# Data section:
▬▬▬▬▬▬▬▬▬▬
Issue #2097, opened 2025-02-15
Auction bid doesn't show up in names/claims and accounts/activities


davidyuk:
I've made a bid on `auction.chain` on testnet
https://testnet.aeternity.io/mdw/v3/transactions/th_2VDreYZP63NqabKRusLscCuwszRxT7owFsRQRzRWDmJ5dMVjdR
I expect this to appear in both
https://testnet.aeternity.io/mdw/v3/accounts/nm_2AxdovXuQtVEyT4kwVzcrEAb7eb48aqZyuitnHfKHwTYiBh5dG/activities?limit=100
https://testnet.aeternity.io/mdw/v3/names/auction.chain/claims
but I can't find it there.

I think it is related to the fact that there was a different auction before on this name because when I created a fresh auction
https://testnet.aeternity.io/mdw/v3/transactions/th_2jFn6MMhmzyfHqSigXsnzb42oJFtwnBj6Ej7Kcg1QBkDUN6AyM
it worked as expected
https://testnet.aeternity.io/mdw/v3/accounts/nm_2RXLng1ZEtadnBt7Lvqwfaikz3VzxdqdBFGZpiEevXuwWZj9AW/activities?limit=100
https://testnet.aeternity.io/mdw/v3/names/auctiob.chain/claims

PR #2120, opened 2025-03-17
fix: make the claims endpoint return all claims instead of just from last auction

yaboiishere:
resolves: #2097


lib/ae_mdw/names.ex
```diff
@@ -170,25 +170,52 @@ defmodule AeMdw.Names do
...
+
+      # paginate_nested_resource(
+      #   state,
+      #   nested_table,
+      #   plain_name,
+      #   height,
+      #   scope,
+      #   cursor,
+      #   pagination
+      # )
```
sborrazas, line 218: 👀

sborrazas (approved):

lib/ae_mdw/names.ex
yaboiishere: I need to make more coffee :D

PR #985, opened 2021-06-07
Added SpawnProofer and moved isValidMobSpawn() to BlockUtils

StormyBytes:
SpawnProofer.
Resolves #719 , resolves #916 

Useful for spawnproofing massive areas for farms.

PR #1071, opened 2021-06-17
Added Spawnproofer

StormyBytes:
A rewrite of #985 so it works with latest changes.

### DIFF
--- a/src/main/java/meteordevelopment/meteorclient/systems/modules/world/SpawnProofer.java
+++ b/src/main/java/meteordevelopment/meteorclient/systems/modules/world/SpawnProofer.java
@@ -16,12 +16,8 @@ import meteordevelopment.meteorclient.utils.world.BlockIterator;
 import meteordevelopment.meteorclient.utils.world.BlockUtils;
 import meteordevelopment.orbit.EventHandler;
 import net.minecraft.block.*;
-import net.minecraft.block.enums.BlockHalf;
-import net.minecraft.block.enums.SlabType;
 import net.minecraft.util.math.BlockPos;
 import net.minecraft.util.registry.Registry;
-import net.minecraft.util.shape.VoxelShapes;
-import net.minecraft.world.LightType;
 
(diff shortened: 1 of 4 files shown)


src/main/java/meteordevelopment/meteorclient/systems/modules/world/SpawnProofer.java
```diff
@@ -0,0 +1,187 @@
...
+    );
+
+    private final Setting<Boolean> rotate = sgGeneral.add(new BoolSetting.Builder()
+        .name("rotate")
+        .description("Rotates towards the blocks being placed.")
+        .defaultValue(true)
+        .build()
+    );
+
+    private final Setting<Boolean> alwaysSpawns = sgGeneral.add(new BoolSetting.Builder()
```
seasnail8169, line 60: would you make this an enum setting
 
Spawns {
     Always,
     Potential
}

src/main/java/meteordevelopment/meteorclient/systems/modules/world/SpawnProofer.java
```diff
@@ -0,0 +1,187 @@
...
+            block instanceof TransparentBlock ||
+            block instanceof TripwireBlock;
+    }
+
+    private boolean isLightSource(Block block) {
+        return block.getDefaultState().getLuminance() > 0;
+    }
+
+    private static class Spawn {
+        public BlockPos.Mutable blockPos = new BlockPos.Mutable();
```
seasnail8169, line 179: this class is usless, just use the BlockPos.Mutable class for your list and pool

src/main/java/meteordevelopment/meteorclient/systems/modules/world/SpawnProofer.java
seasnail8169: Actually just use the enum BlockUtils.MobSpawn

PR #1075, opened 2021-06-18
AutoNametag Rewrite

### LINKED ISSUE #708: [Bug] Auto nametag uses multiple nametags when it doesn't need to.
modules like auto nametag and auto breeder often use nametags multiple times

StormyBytes:
- Clean up and rewrote AutoNametag.
- Fixes #708

### DIFF
--- a/src/main/java/meteordevelopment/meteorclient/systems/modules/world/AutoNametag.java
+++ b/src/main/java/meteordevelopment/meteorclient/systems/modules/world/AutoNametag.java
@@ -49,6 +49,13 @@ public class AutoNametag extends Module {
             .build()
     );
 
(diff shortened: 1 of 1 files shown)


src/main/java/meteordevelopment/meteorclient/systems/modules/world/AutoNametag.java
```diff
@@ -45,61 +56,51 @@
...
+        if (!findNametag.found()) {
+            error("No Nametag in Hotbar");
+            toggle();
+            return;
         }
+
+
+        // Target
+        target = TargetUtils.get(entity -> {
+            if (entity.hasCustomName()) return false;
```
C10udburst, line 82: maybe compare the custom name against nametag's name, so you could rename already named entities

PR #1099, opened 2021-06-22
Don't use ASM for fov modification

JFronny:
I have confirmed the zoom functionality (the only place where this event seems to be used) to still work as expected.


MineGame159:
It uses ASM for Canvas compatibility.

RickyTheRacc:
Cope!

PR #1109, opened 2021-06-24
Add outlines to ActiveModules HUD

StormyBytes:
image


seasnail8169:
Have you fixed the gaps in some of the lines? Some have gaps or incomplete corners, if not could you fix that?

MineGame159:
When you have outline width set to 1 then the lines kinda overflow on the bottom like this
image


And you need to set sliderMin to be 1

PR #1123, opened 2021-06-25
Some changes with ca, noslow, autocity & anchoraura

supakeks:
CrystalAura: Attack Frequency (This is good on NCP servers that have a hard limit on how many PlayerInteractEntityC2SPacket packets you can send in 1 second)

NoSlow: Fixed web timer not resetting the timer in some cases

AutoCity: Auto Switch (I made it a setting since someone may wanna wait until the block can be broken to auto switch with packet mine, this can be good to make it look like you're not citying a player)

AnchorAura: Made it place in liquids (it can be broken inside water/lava)


blendifyClient:
add that seasnail

RedCarlos26:
We need this

MineGame159:
Why are you changing every setting

supakeks:
> Why are you changing every setting

in ca? since everytime you make a new setting it only indents once instead of twice like before so I just changed ca settings to do that since I assume every other module's settings are gonna be changed too

RickyTheRacc:
Please merge this I'm begging

RedCarlos26:
Yes

PR #1176, opened 2021-07-05
Add regex filtration to BetterChat

StormyBytes:
Wide suggestion


seasnail8169:
very wide

RickyTheRacc:
What is regex filtration

seasnail8169:
bebabebabeabe

MineGame159:
1. Look at any other list setting, you need to override the reset method and recreate the list.
2. In my opinion the string list setting should just be inline in the gui like it was before and a button that opens new screen.
3. While you at it can you also implement the list setting to other modules

PR #1185, opened 2021-07-06
Unmerged XRay and WallHack, added XRay opacity, added compat between both modules

Walaryne:
- XRay's opacity takes precedence if both XRay and WallHack are enabled
- WallHack's list of blocks to render transparent takes precedence over the "make everything else transparent" with XRay if enabled


seasnail8169:
what is the point of this? they both pretty much do the same thing and we already decided on it bruh

PR #1199, opened 2021-07-09
attempt to prevent people from being stupid

C10udburst:
- Fixed crash if someone set their prefix to nothing
- Added a button to HUD module that opens HUD tab
- Made buttons in HUD module into icons
- Added a prompt if someone set their prefix to nothing
- Added a prompt if someone set their prefix to something long
- Added a prompt if someone set their prefix to `/`
- Added a prompt if someone set their prefix to something which would conflict other keybinds

Added checkboxes to prompts if someone wants to ignore them

image


RedCarlos26:
This is great

MineGame159:
Can you make it save the list of prompts to not show as list of strings instead of integers? The overhead of strings vs integers doesnt matter at all in this case and is much clearer on what is happening.

PR #1237, opened 2021-07-15
Rewrote AutoSmelter

Thunderkill:
**AutoSmelter had a few issues:**
- Using unwanted items as fuel (for example enchanted bows)
- Smelting unwanted items (for example cobblestone)
- Not taking out items before changing smeltable item

These are the issues i planned to fix, but happened to rewrite almost the whole thing.

**New features:**
You select what items to smelt and what items to use as fuel
Will take out smelted items immediately
Ability whether to disable the module when you run out of items or not


src/main/java/meteordevelopment/meteorclient/systems/modules/world/AutoSmelter.java
```diff
@@ -6,137 +6,125 @@
...
+    private final Setting<Boolean> disableWhenOutOfItems = sgGeneral.add(new BoolSetting.Builder()
+        .name("disable-when-out-of-items")
+        .description("Disable the module when you run out of items")
+        .defaultValue(true)
+        .build()
+    );
+
 
     public AutoSmelter() {
         super(Categories.World, "auto-smelter", "Automatically smelts all items in your inventory that can be smelted.");
```
timoreo22, line 55: This description should probably be changed

timoreo22 (changes requested):
Looks good ! the module's description should probably be changed tho

src/main/java/meteordevelopment/meteorclient/systems/modules/world/AutoSmelter.java
Thunderkill: I shall change it immediately

Thunderkill:
There seems to be some crashing on startup, i'll need to investigate that for a bit.

Thunderkill:
Also, the game will crash if you try to open the settings while in main menu, any ideas how i could fix that?

It happens because it is checking for all items that are smeltable, but that can't be done in the menu i assume.

MineGame159:
Just don't display anything while in main menu

Thunderkill:
> Just don't display anything while in main menu

Or then display all items?

MineGame159:
I think it would be better to not display anything

Thunderkill:
Closing PR in favor of a new one

PR #1238, opened 2021-07-15
Rewrote AutoSmelter (2)

Thunderkill:
This is an update for #1237

This PR now includes fixes for the settings saving issue, and contains an updated description


MineGame159:
Can you make it not display any items in main menu? Because now they can select for example stone as fuel item while in menu and when they go into a world and open the list the stone will be hidden by the filter but it will still remain selected in the list.

Thunderkill:
> Can you make it not display any items in main menu? Because now they can select for example stone as fuel item while in menu and when they go into a world and open the list the stone will be hidden by the filter but it will still remain selected in the list.

Well, i tried that; but then it wouldn't properly load the items at all

MineGame159:
Well then you did something wrong, I don't see a reason why it shouldn't work

Thunderkill:
> Well then you did something wrong, I don't see a reason why it shouldn't work

Well, i can't figure what i've done wrong. I mean it should work but it doesn't, it just won't load the items.

My assumption was that the item won't be loaded as it won't fit the filter on init

MineGame159:
The filter is ran every time the screen is opened

Thunderkill:
> The filter is ran every time the screen is opened

Actually the filter **is** run on startup:
ItemListSetting.java line 83


After some testing around, i settled on just showing everything. As the module itself checks the item again if it's smeltable or can be used as a fuel.

And after restarting the client it will remove the faulty items that should not be in the item lists.

MineGame159:
Yes what you are saying is correct but this filter is still ran every single time when you open the screen

Thunderkill:
> And after restarting the client it will remove the faulty items that should not be in the item lists.

Actually nevermind about this part

Thunderkill:
> Done. Is there anything you want to do or can I merge.

You can merge

PR #1243, opened 2021-07-16
Added adjustable cooldown to FastUse

### LINKED ISSUE #1200: [Suggestion] Fast Use adjustable cooldown
Fast Use sets the item use cooldown to 0 ticks which has gotten me kicked from servers by the anti-cheat and causes some blocks to disappear when placed.

A useful change to the Fast Use module would be adding a slider to adjust the cooldown ticks. For example I can get away with a 1 tick cooldown on some servers without getting kicked or encountering block glitches but only a 3 tick cooldown on other servers.

I'm not sure if all items have the same cooldown (for block placing it's either 4 or 5 ticks can't remember), but I think a good range would be from 0-5 ticks to allow room for adjustment depending on user preference and how aggressive a server's anti-cheat is.

masranber:
Closes #1200


MineGame159:
Removed the maximum value from the setting, I prefer to not use it unless higher values break something.

PR #1347, opened 2021-08-07
I added option to disable command suggestions in chat :,)

DarkReaper231:


src/main/java/meteordevelopment/meteorclient/mixin/CommandSuggestorMixin.java
```diff
@@ -71,4 +74,9 @@ public void onRefresh(CallbackInfo ci, String string, StringReader reader) {
         }
     }
 
+    @Inject(method = "render", at = @At(value = "HEAD"), cancellable = true)
+    public void render(MatrixStack matrices, int mouseX, int mouseY, CallbackInfo info) {
```
StormyBytes, line 78: Give this method a better name.
Something like `onRenderSuggestion` would be better.

DarkReaper231: Should be done now

src/main/java/meteordevelopment/meteorclient/systems/modules/render/NoRender.java
```diff
@@ -113,6 +113,13 @@
             .build()
     );
 
+    private final Setting<Boolean> onRenderSuggestion = sgOverlay.add(new BoolSetting.Builder()
```
StormyBytes, line 116: `onRenderSuggestion` makes no sense for a name.
`noCommandSuggestions` would be better.

src/main/java/meteordevelopment/meteorclient/systems/modules/render/NoRender.java
```diff
@@ -336,6 +343,10 @@ public boolean noEatParticles() {
         return isActive() && noEatParticles.get();
     }
 
+    public boolean onRenderSuggestion() {
```
StormyBytes, line 346: `noCommandSuggestions`

src/main/java/meteordevelopment/meteorclient/mixin/CommandSuggestorMixin.java
DarkReaper231: Sorry for so many commits. I do it in browser since I didn't setup git yet.

StormyBytes (changes requested):

src/main/java/meteordevelopment/meteorclient/systems/modules/render/NoRender.java
DarkReaper231: Okay now it should be done

PR #915, opened 2017-01-20
Prevent Maximum callstack exceeded when parsing some recursive wsdl

meriadec:
Hi, thanks for this module.

For some reasons, the recursive search algorithm was infinite looping with the wsdl file that I used. This commit keep a track on already traversed nodes and prevent traverse them again. It also speed up objectToXml *a bit*.

I added a test and the problematic wsdl file. I'm pretty new to SOAP so it may not be perfect, but I didn't achieve to reproduce the problem with the existing `recursive.wsdl`. 😄


meriadec:
Oh, the soap endpoint described in my wsdl file has an IP whitelist.
I'll update it :grin:

PR #918, opened 2017-02-10
Add the ability to submit already-formed XML strings to the SOAP client API

jcald1:
Sometimes a user already has an XML string that they want to submit to a SOAP service. This pull request introduces that functionality.
This pull request also includes some improvements to the Readme.md client documentation for the client.MyFunction "args", both for args being an XML string and a JSON representation of the XML to be generated, the latter of which is existing functionality.  The existing functionality part could use some more documentation.  For example, there was one unit test that uses the "xsi_type" attribute and and that information appears to be split into the xsi:type and xsi:xmlns attributes in the generated XML.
▬▬▬▬▬▬▬▬▬▬
Where does the string "recursive" appear in the records above? Return every line that holds it.

# Result:
Prevent Maximum callstack exceeded when parsing some recursive wsdl
For some reasons, the recursive search algorithm was infinite looping with the wsdl file that I used. This commit keep a track on already traversed nodes and prevent traverse them again. It also speed up objectToXml *a bit*.
I added a test and the problematic wsdl file. I'm pretty new to SOAP so it may not be perfect, but I didn't achieve to reproduce the problem with the existing `recursive.wsdl`. 😄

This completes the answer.